For a grand prize north of 4.5 million dollars, some 456 players enter the game. The Challenge is so intent on being minimalistic, it doesn’t bother setting up the series, laying down the rules or even introducing us to a world of brutally dispatched economics. We begin as we did with the original, in the middle of ‘Red Light, Green Light’. This is a series for the original’s fans and though its nefarious existence can feel problematic, its thrills cannot be denied. A lot of it plays out like the show, except there are no standout lead participants or a clear protagonist to root for. That vacuum, however, is filled by a surreal amount of prize money dollied like a carrot in front of men and women in dire need of some. It’s a bit exploitative – ala Hunger Games– but then what adventure/survivor reality show isn’t?
To the show’s credit, it really does sell its own silliness at times. People being shot by paintballs are forced to pretend like they’ve actually been shot. The suited guards, hiding behind indecipherable masks really do on-board the nihilism but what makes this spin-off so watchable, is that some of the tension it rakes, the twists it conjures are of its own making. People sweat, quarrel, scheme and bawl in excruciatingly real details. The challenges – most of them children’s games borrowed from the original show – look amateur and, without the jeopardy of death, a bit witless, but the stakes attached to them transform grown adults into nervy, shattered individuals. There is no acting to it which makes the nervousness, the suffering of it all real in ways that comfort-seeking viewers might even resent. At least, it’s not as easy on the consciousness as it can appear on the eye at times.

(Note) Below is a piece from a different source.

PR #1178, opened 2026-09-09
Move LiteRT to 2.2.0 so stable_diffusion runs on Metal

anhappdev:
Moves the LiteRT pin to 2.2.0, which is what lets `stable_diffusion` run on the Metal delegate. Stacked on #1175 — merge that first.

The reality show does focus on a few characters of interest – an overconfident jock, a nervous choker, a 69-year-old father figure, a mother son combo and so on – but with the handbrake of narrative fiction relieved, it doesn’t hold back on pressing the big red button when you least expect it. Contestants who look like they might scathe through get eliminated, characters you begin to warm up to are swiped left without fuss. To improvise, not all games from the original have been replicated and though you might like or dislike the replacements, it adds to the confusion and chaos of being stumped, along with the contestants, by the unpredictability of it all. Strategies therefore are important until they aren’t.

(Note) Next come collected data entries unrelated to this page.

PR #1179, opened 2026-09-15
fix: bump protobuf runtime to 6.1.0 to match protoc_plugin 25.1.0

anhappdev:
Master's unit-test job broke without a code change: `protoc_plugin` 25.1.0 was published on 2026-09-11 and every build entry point activates the plugin with a floating `^25.0.0`, so CI now generates protos with 25.1.0 while `pubspec.lock` still pinned the runtime to `protobuf` 6.0.0.

25.1.0 emits `static $pb.GeneratedMessage $_createMessage() => X._();` and passes it to `$_defaultFor`. That signature changed between runtimes — 6.0.0 takes `T Function()`, 6.1.0 takes `GeneratedMessage Function()` — so the generated code no longer type-checks against 6.0.0. 43 analyzer errors, all six unit-test files fail to load.

Verified locally, all four combinations of generator × runtime:

| protoc_plugin | protobuf | result |
| --- | --- | --- |
| 25.0.0 | 6.0.0 | clean (what CI used to do) |
| 25.1.0 | 6.0.0 | 43 errors — this failure |
| 25.1.0 | 6.1.0 | clean |
| 25.0.0 | 6.1.0 | clean |

So bumping the runtime rather than pinning the generator is the fix that widens compatibility: 6.1.0 accepts code from both plugin versions, so anyone with 25.0.0 still globally activated keeps working. Both packages need only Dart SDK `^3.7.0`, well under CI's Dart 3.12. Full unit suite passes (70/70).

One caveat worth knowing: this can recur. The generator floats (`^25.0.0`) while the runtime is pinned by the lockfile, so the next plugin release that requires a newer runtime breaks master the same way. Pinning the activation to the exact locked version in the workflows, Dockerfiles, `ci_post_clone.sh` and the env-setup docs would close that off, at the cost of a coupled bump each time.


freedomtan (approved):
LGTM

PR #1401, opened 2022-07-30
Avalanche short name incorrect

matthewlilley:
Avalanche short name should not be "Avalanche", it shoud be "avax".


matthewlilley:
Gnosis overrides this as can be seen here:

https://gnosis-safe.io/app/avax:0x09842Ce338647906B686aBB3B648A6457fbB25DA

ligi (approved):

PR #1438, opened 2022-08-10
remove ask token eip155-222

gsalvador-permission:
we would like to remove our ASK token on your list


ligi (changes requested):
you can deprecate it - but we do not allow deletions as this opens the door to replay attacks

gsalvador-permission:
where can I deprecate it?

PR #1449, opened 2022-08-17
Add Dogechain and Dogechain Testnet

beeb:
Add Dogechain and Dogechain Testnet


Paty1283:
> Add Dogechain and Dogechain Testnet

Z👍🤩

PR #1454, opened 2022-08-18
depricate ASK permission token

gsalvador-permission:


ligi (approved):

gsalvador-permission:
@ligi We would like to remove our legacy blockchain listing from Chainlist, I was instructed that for me to do it, I should remove our list at this Repo, but it's still reflecting at Chainlist. any suggestion?

PR #1458, opened 2022-08-19
Added Canto Mainnet

ColinPlatt:
Please


ColinPlatt:
removed missing field [faucet]

ligi (changes requested):
filename extension must be json

PR #1460, opened 2022-08-20
update cndl

samisbakedham:


ligi (changes requested):
short name must be unique - but found `CNDL` more than once

samisbakedham:
What do you mean?

PR #1470, opened 2022-08-21
Try fix rebase workflow

ligi:
https://stackoverflow.com/questions/66643917/refusing-to-allow-a-github-app-to-create-or-update-workflow


jonesk7734 (approved):
Ok

PR #1476, opened 2022-08-22
add etf

FranckStone:


ligi (commented):
not a number at networkId

ligi (changes requested):
ShouldHaveNoMissingFields: missing field(s) [shortName]

ligi (approved):

PR #1499, opened 2022-08-27
Update eip155-8080.json with Shardeum Network

ashutoshpw:
- Removed the older Network as it is down from a long time
- Added Shardeum network which has the same chain ID

### DIFF
--- a/_data/chains/eip155-8080.json
+++ b/_data/chains/eip155-8080.json
@@ -1,17 +1,29 @@
 {
+<<<<<<< HEAD
   "name": "GeneChain Adenine Testnet",
   "chain": "GeneChain",
   "rpc": ["https://rpc-testnet.genechain.io"],
   "faucets": ["https://faucet.genechain.io"],
+=======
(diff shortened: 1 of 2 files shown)


ligi:
I need to add a flag that indicates this is a reused chainID as this has the risk of replay attacks

ashutoshpw:
Should I add `isChainIdResued:true` or do you have something else in mind?

ligi:
You cannot do it yet - I need to add it to the CI - otherwise it will fail.
Also currently I am leaning more to something generic like "redFlags":["reusedChainId"]

ashutoshpw:
Got it, thanks.

ligi:
redFlags is now supported

manny363:
If your trying to help me out Bless you and if your not it's really not the
best time for this. Like I told you I have had a long stressful week and
half .

ashutoshpw:
Ready to be merged now.

jonesk7734 (approved):
Ok

Issue #610, opened 2021-11-29
validate shortName


ligi:
should not contain a space and have some maximum length

PR #1509, opened 2022-08-28
Check and validate JSON schema

ashutoshpw:
This will check for a valid JSON schema on every push and PR request to the repository. 

Schema Definition is located in 
`tools/schema/chainSchema.json`


ashutoshpw:
@ligi , I have added following params as required in the JSON field `"name","chain","rpc","nativeCurrency","chainId","networkId"`

Do you think any other field in the JSON is required?

ligi:
you can see all I see as mandatory here: https://github.com/ethereum-lists/chains/blob/9e35cab9b0d284acd0c5e71a955e57e4399d117a/processor/src/main/kotlin/org/ethereum/lists/chains/Env.kt#L11

ashutoshpw:
Adding a Regex definition in `chainSchema.json` would also solve this issue. https://github.com/ethereum-lists/chains/issues/610 . `shortName` in 19 files needs to be fixed if we use the regex `^[A-Za-z0-9-_]+$` to allow alpha-numeric characters without space.

Keith1650 (approved):

alecodesign:
> This will check for a valid JSON schema on every push and PR request to the repository. 
> 
> Schema Definition is located in 
> `tools/schema/chainSchema.json`
> 
>

jonesk7734 (approved):
👍

PR #1522, opened 2022-08-30
Add Opside Testnet

icydark:
Add opside Testnet, chain ID 23118


ligi (changes requested):
The icon opside-test does not exist

PR #2276, opened 2023-02-13
Update BitTorrent Chain Mainnet explorer url

jiro-ono:


ligi (changes requested):
Pleas add it as alternative explorer - not replace it

jiro-ono:
@ligi just added commit to add it alternative explorer

ligi:
please add it after the other one - as the other one seems to live on the infoURL domain it IMHO should come first

jiro-ono:
@ligi prob better for the bttcscan one to be the main explorer used tho, since it's the etherscan version and better/preferred explorer of the 2

ligi:
would then be good to have someone from bittorrentchain.io chiming in

PR #2280, opened 2023-02-15
Update Polygon zkEVM testnet (1422)

Diegoescalonaro:
Updated Polygon zkEVM Testnet according to official docs:
- RPC URL: https://rpc.public.zkevm-test.net
- Chain ID: 1422
- Short name: testnet-zkEVM-mango

Renamed `eip155-1402.json` to `eip155-1422.json`


ligi (changes requested):
Please do not rename/delete  - you have to deprecate the old one and create a new one. Otherwise there can be replay attacks.

Diegoescalonaro (commented):
Ready! 🚀

ligi (approved):

PR #2290, opened 2023-02-16
Add ARC Blockchain mainnet and testnet

wombatlabs:


ligi (changes requested):

also shortName must be unique

PR #2313, opened 2023-02-22
add arcology testnet

sameplacewei:
please add arcology network into chainlist


ligi (changes requested):

ligi (approved):

PR #2324, opened 2023-02-24
add: canto testnet

jessepinkman9900:


ligi (changes requested):
short name must be unique - but found `CANTO` more than once

ligi (changes requested):
short name must be unique - but found `CANTO` more than once

jessepinkman9900:
@ligi bump

ligi:
@jessepinkman9900 short name is still not unique ..

jessepinkman9900:
@ligi my bad i thought it symbol was the issue. have fixed short name as well

ligi (changes requested):
still collides with eip155-740.json

jnsdls:
according to the CANTO docs they're "migrating" to this new chain: https://docs.canto.io/evm-development/testnet

@ligi in such a case is my assumption correct that the correct approach would be to:
- create a new shortname for this new entry (unanbiguous)
- mark the old chain (eip155-740 in this case) as `deprecated` status

submit a PR that does both on one go?

If so maybe @jessepinkman9900 can make this change in this PR, otherwise I'm happy to submit one today that makes these changes.

jessepinkman9900:
@ligi  @jnsdls 
have updated 740 as deprecated & fixed 7701 short-name

PR #2328, opened 2023-02-24
Added chain for Arévia.

countessellis:


ligi (changes requested):
shortName must match pattern "^[A-Za-z0-9-_]{1,64}$"

ligi (approved):

PR #2331, opened 2023-02-25
Create odin

ODINZYB:


ligi (changes requested):
It's for sure in the wrong folder - also infoURL looks wrong

Kywaldos (approved):

PR #2332, opened 2023-02-26
deprecated eip155-207.json

SiriusnetInstitute:


ligi (changes requested):
name must be unique - but found `SIRIUSNET` more than once

also add "status": "deprecated" to the deprecated chain

warewar1:
Please check angin!

ligi (changes requested):
there is no change since my review - please do not waste my time

PR #2349, opened 2023-03-02
submit doschain testnet to chainlist

Dien-DOS:


ligi (changes requested):
NativeCurrencySymbolMustHaveLessThan7Chars: Native currency symbol must have less than 7 chars

Dien-DOS:
I have changed the character, please check again for me.

ligi (changes requested):
short name must be unique - but found `DOS` more than once
also fix the other CI errors

PR #2388, opened 2023-03-09
Changed ChainID from 75000 to 75001

5050prop:


ligi (changes requested):
sorry to protect from replay attacks you cannot do this - but u can deprecate one chain and add another.

5050prop:
> sorry to protect from replay attacks you cannot do this - but u can deprecate one chain and add another.

this network is mine and @SsNiPeR1, old chain was deprecated by us because we didn't have any archive nodes, so we created a new chain with a different id.

5050prop:
the old resincoin with chainid 75000 is no longer supported

ligi:
you need to deprecate it in this PR and not just delete it

PR #6661, opened 2025-01-26
add merlin erigon testnet

lyh169:


lyh169:
> https://testnet-erigon-scan.merlinchain.io
> 
> does not seem to be an explorer
it will be better after a few days

PR #6667, opened 2025-01-27
updated Haust Network Testnet

ogunleye0720:
Removed "status" field from Haust Network Testnet


ogunleye0720:
Yeah @ligi was only wondering why it wasn't showing up. Thanks a lot 🙂

PR #6709, opened 2025-02-01
chore: deprecate nibiru 7210 chain env

cgilbe27:
Deprecates 7210 and adds 6910


k-yang:
Chain ID 6910 is live and running for our testnet

cgilbe27:
@ligi Following up on this

ligi (changes requested):

k-yang:
Hi @ligi , we marked it as deprecated but then the build CI failed because it was expecting the old chainId (7210). What's the process for changing the chainId of a test network?

k-yang:
Hi @ligi, please advise

ligi (changes requested):
https://github.com/ethereum-lists/chains/pull/6709#issuecomment-2629035636

PR #6718, opened 2025-02-03
Updated GPT mainnet chainID

arpitkarnatak:


ligi (changes requested):

arpitkarnatak:
@ligi Thank you for highlighting this. We've moved our chain to a new ChainID (111222333) and it's running on the same URLs as our old ChainID (1511670449). However the CI is failing for the deprecated chain ID (1511670449) since the ChainID doesn't match the chainID from the RPC (we don't have an RPC with the old chain ID). Please let me know what needs to be done for this situation, thank you and have a good day

ligi:
the solution is quite obvious - but I cannot give free support - send funds to lists.eth and I let you know

PR #6726, opened 2025-02-03
Added Rebus L2 configuration and updated Rebus Classic

nicolam1:
Added configuration for Rebus Layer 2 and updated existing Rebus to Classic


nicolam1:
@ligi is it possible to merge the PR so we can launch our layer 2 🙏

ligi (approved):

PR #6783, opened 2025-02-11
Update to GH Actions V4

trianglesphere:
Github is currently doing a brownout period for cache V2 which is causing PR checks to fail.
https://github.blog/changelog/2024-12-05-notice-of-upcoming-releases-and-breaking-changes-for-github-actions/#actions-cache-v1-v2-and-actions-toolkit-cache-package-closing-down


ligi (approved):
thanks!

PR #6802, opened 2025-02-14
Create eip155-2022091 Alterscope Testnet

zvedran:
Alterscope Testnet eip155-2022091


zvedran:
Is there an issue with gradle?

PR #6838, opened 2025-02-19
update dis to ethf

FranckStone:
update dis to ethf


ligi (changes requested):
Clarify if this is a rename of a chain or if there is a new genesis

FranckStone:
this is a rename

ligi (approved):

News of the Korean original being turned into a reality show featuring mostly Americans and some Europeans wasn’t exactly met with enthusiasm around the world, but there is enough here to go on in terms of racial representation at least. It maybe only decorates the universalism of the show as a piece of pop culture enigma that translates across the world without ever seemingly enveloped by a singular culture, the way most K-dramas usually are.
Squid Game as a fictional show was fairly predictable after a point, but the reality show it has given birth to is mad, deranged and at times hilariously self-involved. Some of its best moments happen between contestants as they bond and bicker over that hanging oyster of money, so temptingly close yet agonisingly distant. You don’t have to kill anyone to get to it, but there are parts of you that might die on the way. “How you play, is who you are,” one of the guards in charge tells the contestants as they look on, bemused yet attentive.
To say that Squid Game: The Challenge undoes the social critique that the original K-drama offered, would be missing the point. Both are entertainment pieces commissioned by a globally syndicated media behemoth. The fact that Netflix can have its cake and eat it too (remember Black Mirror is also a Netflix series) is in part, admission of the power storytelling commands and the privilege its creator is in return entailed. The privilege to redraw the margins, switch a handful of cardboard blocks and still extract that sigh or silence, we were forced into the first time we stepped into the world Hwang Dong-hyuk painstakingly built. The fact that the postal address for this particular journey has changed, maybe makes its fascinatingly different, if not irreverently better. All criticisms about studio opportunism aside, the envelope it comes in still holds your attention, making it impossible to look away.
Squid Game: The Challenge is now streaming on Netflix.